Pendred (Penny) Noyce, MDIn an era of widespread misinformation, Pendred (Penny) Noyce, MD, and her husband, Leo X. Liu, MD, believe that the rigorous critical thinking essential to science is key to preserving a free and multicultural society.

“Science is a good venue for starting to talk about misinformation, because it is possible to discern truth,” Penny says. “This has led me to believe that there is a teachable thing called ‘critical thinking,’ which is necessary for civil civic debate.”

Penny—who earned a BA in biochemistry from Harvard University and an MD from Stanford University School of Medicine—has been focusing on the intersection of science and critical thinking in her professional and philanthropic work for decades.

“Looking at the big issues our country and the world face—like climate change, authoritarianism, racism, and xenophobia, which may intersect in some ways—our future citizens need to be able to think clearly and cut through lies,” she says.

This belief inspired Penny and Leo to become the first major supporters of the Public Scholarship Shop, an initiative of Boston University’s Center for Antiracist Research. The Public Scholarship Shop will forge relationships between the Center’s scholars and the media, with the goal of making scholarly writing and research accessible to a broad audience. Faculty will be trained in pitching stories to reputable public-facing media outlets and connecting with editors, producers, and literary agents, so their pathbreaking antiracism work can be disseminated beyond the academy and into the public sphere.

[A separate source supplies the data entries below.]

PR #323, opened 2022-01-04
Refactor energy_trade_profile

Hassan754:


gsy_framework/sim_results/energy_trade_profile.py
```diff
@@ -78,16 +115,16 @@ def update_sold_bought_energy(self, area_result_dict, core_stats, current_market
...
-        if core_stats[area_result_dict['uuid']] == {}:
+        if core_stats[area_result_dict["uuid"]] == {}:
             return
-        area_core_trades = core_stats[area_result_dict['uuid']].get('trades', [])
+        area_core_trades = core_stats[area_result_dict["uuid"]].get("trades", [])
         for trade in area_core_trades:
-            trade_seller = area_name_from_area_or_ma_name(trade["seller"])
-            trade_buyer = area_name_from_area_or_ma_name(trade["buyer"])
+            trade_seller = trade["seller"]
+            trade_buyer = trade["buyer"]
```
Hassan754, line 127: This is the actual behavior intended in the ticket

gsy_framework/sim_results/energy_trade_profile.py
```diff
@@ -123,8 +123,8 @@ def _calculate_devices_sold_bought_energy(res_dict, area_result_dict, core_stats
             return
         area_core_trades = core_stats[area_result_dict["uuid"]].get("trades", [])
         for trade in area_core_trades:
-            trade_seller = area_name_from_area_or_ma_name(trade["seller"])
-            trade_buyer = area_name_from_area_or_ma_name(trade["buyer"])
```
hannesdiedrich, line 90: Hmm, but from the implementation of `area_name_from_area_or_ma_name` i see that it does exactly what is asked in the requirements: Remove the `MA` from the area name. Can you please help me understand why this is remove here? Would be good to put this into the description of the PR. Thanks

Hassan754: @hannesdiedrich Ah I see, but if this is already implemented, I suppose the ticket is outdated? In this case I think that I misunderstood the requirement, so  I should be looking for the place where the MA prefix is saved alongside the area name in the database, can you help me find it (I suppose we have to avoid saving the prefix in the database, right)?

Hassan754: pinging @faizan2590 because I suppose he was the one working on this AFAIS

hannesdiedrich: @Hassan754 AFAIU, in order to achieve what is written in the requirements, the easiest way would be to remove the `MA` from the `make_ma_name` method (and all other `make_*_name` methods here: https://github.com/gridsingularity/gsy-e/blob/9dca2dbc18a1c19649de66456fcdae9b86234380/src/gsy_e/gsy_e_core/util.py#L171
You can get 100 points if you remove all occurrences of these methods from the code, please check gsy-web, there is also a separate function that deals with that AFAIR.

I hope this does not conflict with old simulation or running CNs. AFAIS from here it does not.

Hassan754: Thanks a lot, I can now see foresee the DoD, I will work on it in separate PRs to unblock the refactoring changes here

hannesdiedrich (approved):
LGTM

spyrostz (approved):
LGTM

Penny’s educational philanthropy dates back to her founding of the Noyce Foundation, created by her family in 1990 to honor the memory and legacy of her father, Silicon Valley pioneer Dr. Robert N. Noyce—co-founder of Intel and inventor of the integrated circuit, which fueled the personal computer revolution. One of the foundation’s priorities was to build the field of after-school science through research, advocacy, and capacity-building, so that many more children can have fun and inspiring experiences in science and engineering programs outside of school.

Penny has carried on the Noyce Foundation’s legacy as editorial director of Tumblehome Learning, which she created to immerse children in STEM education with books that combine science and literature. Tumblehome has since expanded its offerings to include workshops and learning materials, and it has recently launched a new program, Get Ready for AI: Artificial Intelligence Education for K–12.

Leo, too, is dedicated to bringing a love of science to children. Since 2003, he has served as a trustee of the Museum of Science, and he chaired the task force for conceptualizing the museum’s Hall of Human Life, an interdisciplinary exhibition of human biology and medicine that opened in 2013.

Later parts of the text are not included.